The expected output is exactly the lines below, starting at the line with "(diff shortened: 1 of 4 files shown)" and ending at the line with "support multiple paths, space separated", both included; no other line belongs in it.

Data excerpts
-- Opening Marker --

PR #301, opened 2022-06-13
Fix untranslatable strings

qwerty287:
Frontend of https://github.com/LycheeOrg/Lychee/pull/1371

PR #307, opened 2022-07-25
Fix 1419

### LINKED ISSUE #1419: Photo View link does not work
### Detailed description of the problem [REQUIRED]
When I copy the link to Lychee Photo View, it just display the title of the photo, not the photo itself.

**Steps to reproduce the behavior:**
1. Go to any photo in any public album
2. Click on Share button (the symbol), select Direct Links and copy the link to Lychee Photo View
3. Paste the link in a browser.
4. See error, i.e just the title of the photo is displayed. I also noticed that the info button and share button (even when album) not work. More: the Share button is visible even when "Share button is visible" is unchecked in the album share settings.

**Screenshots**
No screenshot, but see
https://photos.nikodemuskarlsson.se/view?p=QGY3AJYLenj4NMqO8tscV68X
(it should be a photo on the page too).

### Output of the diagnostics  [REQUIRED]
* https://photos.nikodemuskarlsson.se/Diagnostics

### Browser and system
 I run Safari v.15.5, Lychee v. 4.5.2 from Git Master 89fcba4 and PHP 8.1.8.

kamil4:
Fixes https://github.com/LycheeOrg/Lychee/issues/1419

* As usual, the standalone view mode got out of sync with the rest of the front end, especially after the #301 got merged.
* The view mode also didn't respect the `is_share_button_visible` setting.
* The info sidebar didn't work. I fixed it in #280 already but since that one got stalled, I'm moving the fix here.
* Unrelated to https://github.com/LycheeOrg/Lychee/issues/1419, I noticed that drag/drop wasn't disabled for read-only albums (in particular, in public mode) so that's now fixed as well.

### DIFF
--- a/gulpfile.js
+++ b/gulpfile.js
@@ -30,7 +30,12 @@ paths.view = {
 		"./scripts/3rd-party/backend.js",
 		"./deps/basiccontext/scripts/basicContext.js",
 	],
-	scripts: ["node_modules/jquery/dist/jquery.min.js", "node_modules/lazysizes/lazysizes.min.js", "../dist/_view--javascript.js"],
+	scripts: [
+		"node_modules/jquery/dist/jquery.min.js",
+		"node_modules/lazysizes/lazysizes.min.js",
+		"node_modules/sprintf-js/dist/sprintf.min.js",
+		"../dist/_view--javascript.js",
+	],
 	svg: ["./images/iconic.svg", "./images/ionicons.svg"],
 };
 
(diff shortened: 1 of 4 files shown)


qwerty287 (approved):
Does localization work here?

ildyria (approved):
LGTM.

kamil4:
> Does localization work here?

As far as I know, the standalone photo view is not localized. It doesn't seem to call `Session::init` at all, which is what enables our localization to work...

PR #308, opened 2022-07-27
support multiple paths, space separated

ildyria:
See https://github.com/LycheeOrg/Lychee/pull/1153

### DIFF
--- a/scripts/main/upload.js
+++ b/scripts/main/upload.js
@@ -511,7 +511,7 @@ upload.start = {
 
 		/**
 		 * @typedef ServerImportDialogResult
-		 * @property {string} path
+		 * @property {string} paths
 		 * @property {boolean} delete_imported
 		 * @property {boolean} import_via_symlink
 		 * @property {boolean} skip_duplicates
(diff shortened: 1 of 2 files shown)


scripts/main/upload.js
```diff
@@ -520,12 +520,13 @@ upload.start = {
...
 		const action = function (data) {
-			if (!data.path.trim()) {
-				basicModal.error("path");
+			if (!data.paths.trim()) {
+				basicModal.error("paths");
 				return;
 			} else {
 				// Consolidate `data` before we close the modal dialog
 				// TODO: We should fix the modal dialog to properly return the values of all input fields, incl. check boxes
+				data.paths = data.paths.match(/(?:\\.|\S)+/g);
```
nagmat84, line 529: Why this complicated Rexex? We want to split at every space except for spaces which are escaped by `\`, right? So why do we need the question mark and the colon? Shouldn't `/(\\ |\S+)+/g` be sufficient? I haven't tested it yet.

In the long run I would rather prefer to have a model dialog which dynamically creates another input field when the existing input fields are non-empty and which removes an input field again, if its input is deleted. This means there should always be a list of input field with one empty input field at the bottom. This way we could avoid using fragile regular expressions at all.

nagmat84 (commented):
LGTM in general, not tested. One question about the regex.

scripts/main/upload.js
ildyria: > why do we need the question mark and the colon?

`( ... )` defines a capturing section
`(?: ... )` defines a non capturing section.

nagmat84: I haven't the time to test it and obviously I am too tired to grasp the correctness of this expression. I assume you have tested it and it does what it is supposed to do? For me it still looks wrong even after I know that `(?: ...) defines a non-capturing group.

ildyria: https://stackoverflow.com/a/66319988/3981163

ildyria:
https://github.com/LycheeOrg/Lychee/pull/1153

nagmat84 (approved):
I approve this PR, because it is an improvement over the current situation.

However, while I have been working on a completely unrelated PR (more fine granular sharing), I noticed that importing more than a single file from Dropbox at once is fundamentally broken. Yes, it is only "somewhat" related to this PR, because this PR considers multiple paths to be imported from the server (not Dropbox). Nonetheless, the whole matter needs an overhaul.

-- Closing Marker --

**Exercise result**
(diff shortened: 1 of 4 files shown)


qwerty287 (approved):
Does localization work here?

ildyria (approved):
LGTM.

kamil4:
> Does localization work here?

As far as I know, the standalone photo view is not localized. It doesn't seem to call `Session::init` at all, which is what enables our localization to work...

PR #308, opened 2022-07-27
support multiple paths, space separated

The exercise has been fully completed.